Start of PROVIDED ENTRIES

PR #3582, opened 2023-12-12
[ldap] Fix LDAP sync group without import posix group users

wing2fly:

Fix LDAP sync group without import posix group users. The group info fetch from LDAP server are binary string, and keys in CaseInsensitiveDict are lowercases.

## How was this patch tested?

tested LDAP with posix groups and users on DC cluster.

### DIFF
--- a/apps/useradmin/src/useradmin/ldap_access.py
+++ b/apps/useradmin/src/useradmin/ldap_access.py
@@ -306,8 +306,8 @@ class LdapConnection(object):
                      'is memberUid or group did not contain any members' % group_name)
             ldap_info['members'] = []
 
-          if 'posixgroup' in (item.lower() for item in data['objectClass']) and 'memberUid' in data:
-            ldap_info['posix_members'] = data['memberUid']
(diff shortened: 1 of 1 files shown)


athithyaaselvam (approved):
+1

apps/useradmin/src/useradmin/ldap_access.py
```diff
@@ -306,8 +306,8 @@ def _transform_find_group_results(self, result_data, group_name_attr, group_memb
                      'is memberUid or group did not contain any members' % group_name)
             ldap_info['members'] = []
 
-          if 'posixgroup' in (item.lower() for item in data['objectClass']) and 'memberUid' in data:
-            ldap_info['posix_members'] = data['memberUid']
+          if 'posixgroup' in [item.lower().decode("utf-8") for item in data['objectClass']] and 'memberuid' in data:
```
amitsrivastava, line 309: Why do you need a `decode` here? Is `item` an encoded `bytearray`?

amitsrivastava (approved):
Looks good, assuming that the fix is verified.

wing2fly:
> Looks good, assuming that the fix is verified.

Yes, patched a cluster with LDAP setup and tested

PR #3588, opened 2023-12-20
[frontend] Implementation of sorting columns in Storage browser table

nidhibhatg:
[##]([url](url)) What changes were proposed in this pull request?

- Allows sorting of columns in ascending or descending order based on toggle of the column header.

https://github.com/cloudera/hue/assets/44032758/3c09d580-2761-4e6d-98a6-d0a40264bce0

## How was this patch tested?

- Manually

### DIFF
--- a/desktop/core/src/desktop/js/apps/storageBrowser/StorageBrowserPage/StorageBrowserTabContents/StorageBrowserTabContent.tsx
+++ b/desktop/core/src/desktop/js/apps/storageBrowser/StorageBrowserPage/StorageBrowserTabContents/StorageBrowserTabContent.tsx
@@ -55,6 +55,11 @@ const StorageBrowserTabContent: React.FC<StorageBrowserTabContentProps> = ({
   user_home_dir,
   testId
 }): JSX.Element => {
+  enum SortEnum {
+    ASC = 'ascending',
+    DSC = 'descending',
+    NONE = 'none'
+  }
   const [filePath, setFilePath] = useState<string>(user_home_dir);
   const [filesData, setFilesData] = useState<PathAndFileData>();
   const [files, setFiles] = useState<StorageBrowserTableData[]>();
@@ -63,7 +68,7 @@ const StorageBrowserTabContent: React.FC<StorageBrowserTabContentProps> = ({
   const [pageSize, setPageSize] = useState<number>();
   const [pageNumber, setPageNumber] = useState<number>(1);
   const [sortByColumn, setSortByColumn] = useState<string>('');
-  const [sortByDescending, setSortByDescending] = useState<boolean>(false);
+  const [sortOrder, setSortOrder] = useState<SortEnum>(SortEnum.NONE);
   //TODO: Add filter functionality
   const [filterData, setFilterData] = useState<string>('');
 
@@ -136,6 +141,14 @@ const StorageBrowserTabContent: React.FC<StorageBrowserTabContentProps> = ({
 
   useEffect(() => {
     setloadingFiles(true);
+    let sortByDescending = false;
+    if (sortOrder === SortEnum.ASC) {
+      sortByDescending = false;
+    } else if (sortOrder === SortEnum.DSC) {
+      sortByDescending = true;
+    } else {
+      setSortByColumn('');
+    }
     fetchFiles(filePath, pageSize, pageNumber, filterData, sortByColumn, sortByDescending)
       .then(responseFilesData => {
         setFilesData(responseFilesData);
@@ -143,9 +156,9 @@ const StorageBrowserTabContent: React.FC<StorageBrowserTabContentProps> = ({
           name: file.name,
           size: file.humansize,
           user: file.stats.user,
-          groups: file.stats.group,
+          group: file.stats.group,
           permission: file.rwx,
-          lastUpdated: file.mtime,
+          mtime: file.mtime,
           type: file.type,
           path: file.path
         }));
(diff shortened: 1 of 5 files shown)


desktop/core/src/desktop/js/apps/storageBrowser/StorageBrowserPage/StorageBrowserTabContents/StorageBrowserTabContent.tsx
```diff
@@ -62,6 +62,10 @@ const StorageBrowserTabContent: React.FC<StorageBrowserTabContentProps> = ({
   const [pageStats, setPageStats] = useState<PageStats>();
   const [pageSize, setPageSize] = useState<number>();
   const [pageNumber, setPageNumber] = useState<number>(1);
+  const [sortByColumn, setSortByColumn] = useState<string>('');
+  const [sortByDescending, setSortByDescending] = useState<boolean>(false);
```
bjornalm, line 66: How does this work when you only have one boolean for descending sort but three states: no-sort, descending and ascending? Have a look at this which shows what I'm referring to  https://react.carbondesignsystem.com/?path=/story/components-datatable-selection--with-selection-and-sorting

Unless the API requires that there is always at least one sorted column I think that the user must be able to "unsort" a sorted table and get the original order back.

desktop/core/src/desktop/js/apps/storageBrowser/StorageBrowserPage/StorageBrowserTable/StorageBrowserTable.tsx
```diff
@@ -61,12 +71,39 @@ const StorageBrowserTable: React.FC<StorageBrowserTableProps> = ({
...
+        onSortByDescendingChange(false);
+      }
+    }
+  };
+
   const getColumns = file => {
     const columns: ColumnProps<unknown>[] = [];
     for (const [key] of Object.entries(file)) {
       const column: ColumnProps<unknown> = {
         dataIndex: `${key}`,
```
bjornalm, line 89: why not just `dataIndex: key`?

desktop/core/src/desktop/js/apps/storageBrowser/StorageBrowserPage/StorageBrowserTable/StorageBrowserTable.tsx
```diff
@@ -61,12 +71,39 @@ const StorageBrowserTable: React.FC<StorageBrowserTableProps> = ({
...
-        title: t(`${key}`.charAt(0).toUpperCase() + `${key}`.slice(1)),
+        title: (
+          <div
+            className="hue-storage-browser__table-column-title"
+            onClick={() => onColumnTitleClicked(key)}
+          >
+            <div>{t(`${key}`.charAt(0).toUpperCase() + `${key}`.slice(1))}</div>
```
bjornalm, line 95: Are you making first letter uppercase in order to match on the i18n keys or is it because you want to display the string with first letter uppercase? If the later you should use CSS.

bjornalm (changes requested):
Nice work, see feedback and questions.

desktop/core/src/desktop/js/apps/storageBrowser/StorageBrowserPage/StorageBrowserTabContents/StorageBrowserTabContent.tsx
nidhibhatg: I believe in the current implementation of file browser once the user sorts any column there is no way of having an unsure option unless you refresh the page. This is exactly what happens in this version as well. Initially the sortByColumn is an empty string which is the same as unsort option.

desktop/core/src/desktop/js/apps/storageBrowser/StorageBrowserPage/StorageBrowserTable/StorageBrowserTable.tsx
nidhibhatg: I was trying to display it that way. I'll switch it to css

desktop/core/src/desktop/js/apps/storageBrowser/StorageBrowserPage/StorageBrowserTable/StorageBrowserTable.tsx
```diff
@@ -61,12 +76,50 @@ const StorageBrowserTable: React.FC<StorageBrowserTableProps> = ({
...
+            <div className="hue-storage-browser__table-column-title">
+              {key === 'mtime' ? t('Last Updated') : t(key)}
+            </div>
+            {key === sortByColumn ? (
+              sortOrder === SortEnum.DSC ? (
+                <SortDescending />
+              ) : sortOrder === SortEnum.ASC ? (
+                <SortAscending />
+              ) : (
+                <></>
```
bjornalm, line 116: can we just return null here or will that fail?

desktop/core/src/desktop/js/apps/storageBrowser/StorageBrowserPage/StorageBrowserTable/StorageBrowserTable.tsx
```diff
@@ -61,12 +76,50 @@ const StorageBrowserTable: React.FC<StorageBrowserTableProps> = ({
...
+              )
+            ) : (
+              <div></div>
```
bjornalm, line 119: Do we need this empty div?

bjornalm (approved):
Nice work, approved. Just two short questions.

desktop/core/src/desktop/js/apps/storageBrowser/StorageBrowserPage/StorageBrowserTable/StorageBrowserTable.tsx
nidhibhatg: It requires an expression to be sent so I added this. Otherwise it shows a parsing error

JohanAhlen (approved):
LGTM! Nice work!

PR #3589, opened 2023-12-20
[abfs] Fix none check for ABFSStat attributes

Harshg999:

- If user is set to None, it was failing a small edge case of sorting the file listing by user column with the following error:

```
Status code : 500 Internal Server Error
TypeError at /filebrowser/view=abfs://xyz
'<' not supported between instances of 'NoneType' and 'NoneType'
```

- Sorting is also failing when using the `group` and `date` column. 
- Better none check handling fixes the above issues.

## How was this patch tested?

- Manually tested


nidhibhatg (dismissed):
This error also comes up for the other columns as well where an empty value could be a possibility such as group, mtime etc.

Harshg999:
@nidhibhatg Fixed those scenarios also, can you review the PR again?

JohanAhlen (approved):
LGTM!

PR #3596, opened 2024-01-05
When requesting sample data for partition column, the partition are not enclosed properly

quadoss:
Internal Jira: CDPD-65130

Steps to reproduce the issue:
CREATE External TABLE test_partiton_sample_record (id INT ,test STRING) PARTITIONED BY (InsertDate VARCHAR(10));

Alter table test_partiton_sample_record add partition (InsertDate='2023-01-01') Alter table test_partiton_sample_record add partition (InsertDate='2023-02-01')

Insert into test_partiton_sample_record PARTITION(InsertDate'2023-01-01') VALUES (2,'test') Insert into test_partiton_sample_record PARTITION(InsertDate'2023-02-01') VALUES (1,'test')

On the hue page, go to hive editor, click the table "!" mark and see the sample data is no loaded Go into the table browser and switch to the sample page, found the sample data is not displayed too.

The issue is because when considering the partition we check only from exact value but if it has a format like CHAR(1) we do not consider it as a CHAR and set this up with the below which will not return any records.

select * test_partiton_sample_record WHERE (`InsertDate`=2023-02-01) OR (`InsertDate`=2023-01-01) LIMIT 100

Add in a strip condition to get the needed information and then perform the validation

## How was this patch tested?
Manually


amitsrivastava (approved):

Harshg999 (commented):
Possible to add a code comment with example and a quick unit test?

PR #3597, opened 2024-01-09
[api] Add new /mkdir public API

Harshg999:

- Implement a dedicated /mkdir API method tailored for new storage browser.

## How was this patch tested?

- Tested manually


apps/filebrowser/src/filebrowser/api.py
```diff
@@ -80,3 +83,19 @@ def get_filesystems_with_home_dirs(request): # Using as a public API only for no
...
   return JsonResponse(filesystems, safe=False)
+
+
+@error_handler
+def mkdir(request):
+  path = request.POST.get('path')
+  name = request.POST.get('name')
+
+  if posixpath.sep in name or "#" in name:
+      raise Exception(_("Could not name folder \"%s\": Slashes or hashes are not allowed in filenames." % name))
```
bjornalm, line 94: 1. Are these the only restrictions for folder names across all supported platforms?
2. I think we use the new error message structure for new API end points

bjornalm (commented):
Nice work, I agree it is a good idea to clean up the file browser APIs

nidhibhatg (approved):

apps/filebrowser/src/filebrowser/api.py
Harshg999: 1. These are the common restrictions on folder names. FS specific restrictions are checked in respective mkdir methods.
2. It still needs the core error map. Let's convert these messy APIs and interatively take up new error message roaditem.

JohanAhlen (approved):
LGTM!

bjornalm (approved):

PR #3604, opened 2024-01-17
[compute] fixed the example installation for hive/impala computes

amitsrivastava:


apps/beeswax/src/beeswax/views.py
```diff
@@ -625,8 +625,9 @@ def install_examples(request):
       if dialect == 'beeswax':
         dialect = 'hive'
       db_name = request.POST.get('db_name', 'default')
-      connector_id = request.POST.get('connector_id')
-      beeswax_install_examples.Command().handle(dialect=dialect, db_name=db_name, user=request.user, request=request)
+      interpreter = common.find_compute(dialect=dialect, user=request.user)
+      beeswax_install_examples.Command().handle(dialect=dialect, db_name=db_name, user=request.user,
+                                                request=request, interpreter=interpreter)
```
Harshg999, line 630: Will this work if someone want to use Hive/Impala as connectors but not the namespace/computes way -- meaning the old styled connectors?

amitsrivastava: yes, it will. the interpreter comes back as `None` in that case. I have tested this change with regular hive/impala too.

Harshg999 (approved):

wing2fly (approved):

PR #3609, opened 2024-01-23
[frontend] added 'hue' to metastore url prefix when running Knox

bjornalm:
Previously the hue prefix was only added if Knox was not running, 
which caused the back button to trigger a 404.

- Updated the metastore.url.change in metastoreViewModel.js

@wing2fly this change will overwrite some of you changes here https://github.com/cloudera/hue/pull/2111 but I think it will still work since all parts called 'hue' are removed before actually loading the data.

## How was this patch tested?
- Tested by manually temporary modifying the window.HUE_BASE_URL in  metastoreViewModel.js and changeURL.ts to verify that HUE_BASE_URL = '/hue' would result in a url containing two 'hue' in the path. E.g. looking like _hue/hue/metastore/table/default/sample_07?source_type=hive_ when navigating in the table browser. Because that is how the base url looks in a Knox enabled setup.

- Please review [Hue Contributing Guide](https://github.com/cloudera/hue/blob/master/CONTRIBUTING.md) before opening a pull request.

### DIFF
--- a/desktop/core/src/desktop/js/apps/tableBrowser/metastoreViewModel.js
+++ b/desktop/core/src/desktop/js/apps/tableBrowser/metastoreViewModel.js
@@ -181,10 +181,9 @@ class MetastoreViewModel {
     });
 
     huePubSub.subscribe('metastore.url.change', () => {
-      const prefix =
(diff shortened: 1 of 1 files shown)


JohanAhlen (approved):
LGTM!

End of PROVIDED ENTRIES

EXERCISE DETAILS
Could you transcribe the entries above word for word, from the line with "else if (sortOrder" down to the line with "setFilesData(responseFilesData);", keeping both?

SOLUTION FOR THIS TASK
+    } else if (sortOrder === SortEnum.DSC) {
+      sortByDescending = true;
+    } else {
+      setSortByColumn('');
+    }
     fetchFiles(filePath, pageSize, pageNumber, filterData, sortByColumn, sortByDescending)
       .then(responseFilesData => {
         setFilesData(responseFilesData);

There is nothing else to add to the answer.